I have not minded yesterday’s SONA by President Gloria Macapagal-Arroyo although I was aware of it as early as Friday last week. This is somehow very unexpected of me since in years past, I have always been mindful of every SONA speech given, even as early as the Aquino administration. In fact, I had made it a point often in the past to be at home near the time when the speech is about to begin. But this year, I just woke up this morning and as I logged in to surf for the news, I was a bit surprised at myself upon realizing that in fact, yesterday afternoon, when President Arroyo had given her SONA, I wasn’t mindful about it. I could not easily explain why upon such realization, I felt some weight taken out of me, like a thorn snatched from my inside, just like perhaps how one alcoholic feels on the very day he or she had finally kicked out excessive drinking (a bad habit), or any drinking of any alcoholic beverage for that matter. That is, I felt lighter upon realizing that for this year, I haven’t got already the inclination to watch a speech that many says is merely full of promises, but empty in action.

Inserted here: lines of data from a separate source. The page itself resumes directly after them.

PR #5934, opened 2023-05-31
Label framebuffer VUID correctly for non Imageless Framebuffers

spencer-lunarg:
Adds ` VUID-VkFramebufferCreateInfo-flags-02778` for https://github.com/KhronosGroup/Vulkan-ValidationLayers/issues/5842

In adding the test, noticed we were actually getting a `VUID_Undefined`. I realize both Stateless and Object Tracker were actually doing the validation and it never made it to core

### DIFF
--- a/layers/core_checks/cc_render_pass.cpp
+++ b/layers/core_checks/cc_render_pass.cpp
@@ -4117,108 +4117,100 @@ bool CoreChecks::PreCallValidateCreateFramebuffer(VkDevice device, const VkFrame
                 const VkImageView *image_views = pCreateInfo->pAttachments;
                 for (uint32_t i = 0; i < pCreateInfo->attachmentCount; ++i) {
                     auto view_state = Get<IMAGE_VIEW_STATE>(image_views[i]);
-                    if (view_state == nullptr) {
-                        skip |= LogError(
-                            image_views[i], "VUID-VkFramebufferCreateInfo-flags-02778",
-                            "vkCreateFramebuffer(): VkFramebufferCreateInfo attachment #%u is not a valid VkImageView.", i);
-                    } else {
-                        auto &ivci = view_state->create_info;
-                        auto &subresource_range = view_state->normalized_subresource_range;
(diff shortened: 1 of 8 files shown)


layers/core_checks/cc_render_pass.cpp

So this year, I felt like I kicked a bad habit and did not watch the SONA live for the first time in more than a decade. It used to be that SONA watching had even became some kind of a ritual for me, like bird-watching or whale watching, making sure every time that I’d be home early in the afternoon and cancel whatever itineraries I have, those that weren’t ultimately urgent, and I would fix myself a sit in front of the television, and the boiling water always constantly heated and reheated for an afternoon tv watching marathon with mugs after mugs of hot black coffee, anticipating how the whole nation would be glued for an annual speech many says is merely full of words but empty in action, and seeing in my mind’s eye the costly gowns the ladies would be wearing, like it was Oscar awarding night, and how the men would be clapping at every pause or slow respite in the president’s oral masturbation, or how they would pretend to be clapping.

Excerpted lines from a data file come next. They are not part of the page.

Issue #5898, opened 2023-05-23
Improve Object Tracker error messages


zmike:
I updated today and now I'm getting a bunch of these errors:

```
VUID-vkCmdBindPipeline-commonparent(ERROR / SPEC): msgNum: -1497306210 - Validation Error: [ VUID-vkCmdBindPipeline-commonparent ] Object 0: handle = 0x5e50a50, type = VK_OBJECT_TYPE_INSTANCE; | MessageID = 0xa6c0eb9e | Object 0xba7514000000002a of type VkPipeline was not created, allocated or retrieved from the correct device. The Vulkan spec states: Both of commandBuffer, and pipeline must have been created, allocated, or retrieved from the same VkDevice (https://www.khronos.org/registry/vulkan/specs/1.3-extensions/html/vkspec.html#VUID-vkCmdBindPipeline-commonparent)
```

**Environment:**
 - OS: linux
 - GPU: any
 - SDK or header version if building from repo: 8f4fc4c98acf7a6a2c77524a389969a651b7a8c9
 - Options enabled (synchronization, best practices, etc.):

Reproduce with `ZINK_DEBUG=validation MESA_LOADER_DRIVER_OVERRIDE=zink ./glcts -n KHR-GLES31.core.compute_shader.simple-compute-shared_context`

zmike:
I also get a bonus VVL crash if I add this VUID to my ignore list.

spencer-lunarg:
The issue is `vkCreateComputePipelines` used `VkDevice = 0x55cbf7f4c4d0` to create the `VkPipeline`

The `VkCommandBuffer = 0x55cbf93f0040` in `vkCmdBindPipeline` used a `vkAllocateCommandBuffers` with  `VkDevice = 0x55cbf9721ef0`
     
So the issue is the `VkDevice` are not the same for the Pipeline and CommandBuffer in this bind

zmike:
Ohh okay, that error message is a bit misleading. It'd be great if it could be improved to:
* explicitly state that the cmdbuf and pipeline were allocated from different devices
* print the pointers of the cmdbuf, pipeline, device(s)

spencer-lunarg:
This is a generated error check (and message)

I agree the error message is not great. I will alter this issue to fix the error message (assuming it was actually catching the error)

PR #5935, opened 2023-05-31
Improve CommonParent ObjectTracker VU message

spencer-lunarg:
closes https://github.com/KhronosGroup/Vulkan-ValidationLayers/issues/5898

before error message

> Validation Error: [ VUID-vkCmdFillBuffer-commonparent ] Object 0: handle = 0x564839cb0ed0, type = VK_OBJECT_TYPE_INSTANCE; | MessageID = 0x40480f7a | **Object 0xfa21a40000000003 of type VkBuffer was not created, allocated or retrieved from the correct device**

and now

> Validation Error: [ VUID-vkCmdFillBuffer-commonparent ] Object 0: handle = 0x55bf1cd25ed0, type = VK_OBJECT_TYPE_INSTANCE; Object 1: handle = 0x55bf1e4ffaf0, type = VK_OBJECT_TYPE_DEVICE; Object 2: handle = 0x55bf1e5805f0, type = VK_OBJECT_TYPE_DEVICE; | MessageID = 0x40480f7a | **The VkBuffer (0xfa21a40000000003) was created, allocated or retrieved from the VkDevice 0x55bf1e5805f0 but the other Dispatchable Handle used VkDevice 0x55bf1e4ffaf0.**


layers/object_tracker/object_lifetime_validation.h
```diff
@@ -145,11 +145,13 @@ class ObjectLifetimes : public ValidationObject {
...
                                     if ((wrong_device_code != kVUIDUndefined) && (object_type != kVulkanObjectTypeSurfaceKHR)) {
-                                        return LogError(instance, wrong_device_code,
-                                                        "Object 0x%" PRIxLEAST64
-                                                        " of type %s"
-                                                        " was not created, allocated or retrieved from the correct device.",
-                                                        object_handle, object_string[object_type]);
+                                        const LogObjectList objlist(instance, device, layer_object_data->device);
+                                        return LogError(objlist, wrong_device_code,
+                                                        "The %s (0x%" PRIxLEAST64
+                                                        ") was created, allocated or retrieved from the VkDevice %p but the other "
```
arno-lunarg, line 151: IMO what "the other Dispatchable Handle" refers to is not clear. Could it be more specific?

layers/object_tracker/object_lifetime_validation.h
```diff
@@ -145,11 +145,13 @@ class ObjectLifetimes : public ValidationObject {
...
+                                                        "Dispatchable Handle used VkDevice %p.",
+                                                        object_string[object_type], object_handle, layer_object_data->device,
+                                                        device);
```
arno-lunarg, line 154:
```suggestion
                                        return LogError(objlist, wrong_device_code,
                                                        "The %s (0x%" PRIxLEAST64
                                                        ") was created, allocated or retrieved from %s but the other "
                                                        "Dispatchable Handle used %s.",
                                                        object_string[object_type], object_handle, report_data->FormatHandle(layer_object_data->device).c_str(),
                                                        report_data->FormatHandle(device).c_str());
```

layers/object_tracker/object_lifetime_validation.h
spencer-lunarg: So the next part of the error message says

> The Vulkan spec states: Both of commandBuffer, and dstBuffer must have been created, allocated, or retrieved from the same VkDevice

I 100% agree with you, the issue is this is calling

```
// command_buffer = device_a
// buffer = device_b
vkCmdFillBuffer(command_buffer, buffer)
```

and the "Other Dispatchable Handle" is always going to refer to the `command_buffer` here because the object tracking uses the first handle to base everything off of

What really needs to happen is improve the generation code to pass down more information, which requires a change in the code generation logic which adds 20x the time to fix (in the current state of generation :cry: )

I feel this is at least providing a **better** message then we had which is good for the short term

arno-lunarg: Without speaking code gen, you comment addresses my issue: It seems the error message could be `The %s was created, allocated or retrieved from %s but commandBuffer was created, allocated, or retrieved from %s.` ?

spencer-lunarg: how does one know this if from `commandBuffer` and not something like `VUID-vkQueueBindSparse-commonparent` where it would be the `VkQueue` in this case

Again, this will require code gen to pass down this information.... I am gonna just do it right now, no point to have this intermediate state since the SDK already just shipped

spencer-lunarg: This now says

> vkCmdFillBuffer(): Expected all Dispatchable Handles to use VkDevice 0x557b103efaf0[], but the VkBuffer (0xfa21a40000000003) was created, allocated or retrieved from VkDevice 0x557b104703b0[].

arno-lunarg (approved):

artem-lunarg (approved):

In every SONA event, I always have that feeling that if someone---perhaps, the sergeant-at-arm on duty for that day or the head security---would take a sack (or sacks) and carry it around the SONA audience---around senators and congressmen and congresswomen, governors, mayors, generals, heads of offices, colonels, tycoons, media bigwigs, pharmaceutical company executives, political advisers, political minions, exporters, importers, university professors, franchise holders, athletes, world boxing champs, actors and actresses, holymen…no…not holymen---and collect all Gucci bags, Rolex watches, Bangkok jewelries, diamonds, Italian leather shoes, Italian leather women’s shoes, Armanis and any other thing that glitters and worn for that day---I have a great feeling that we could pay up about 5% of our international debt right on, at that very moment, or perhaps build-up a huge housing project for ten thousand families, or feed all the hungry children living in the streets---right here, right now….RIGHT ON THE SPOT.

BUT RIGHT NOW---just allow me to enjoy this newfound feeling of being able to escape a bad habit; of listening to a speech many says merely full of words but empty in action.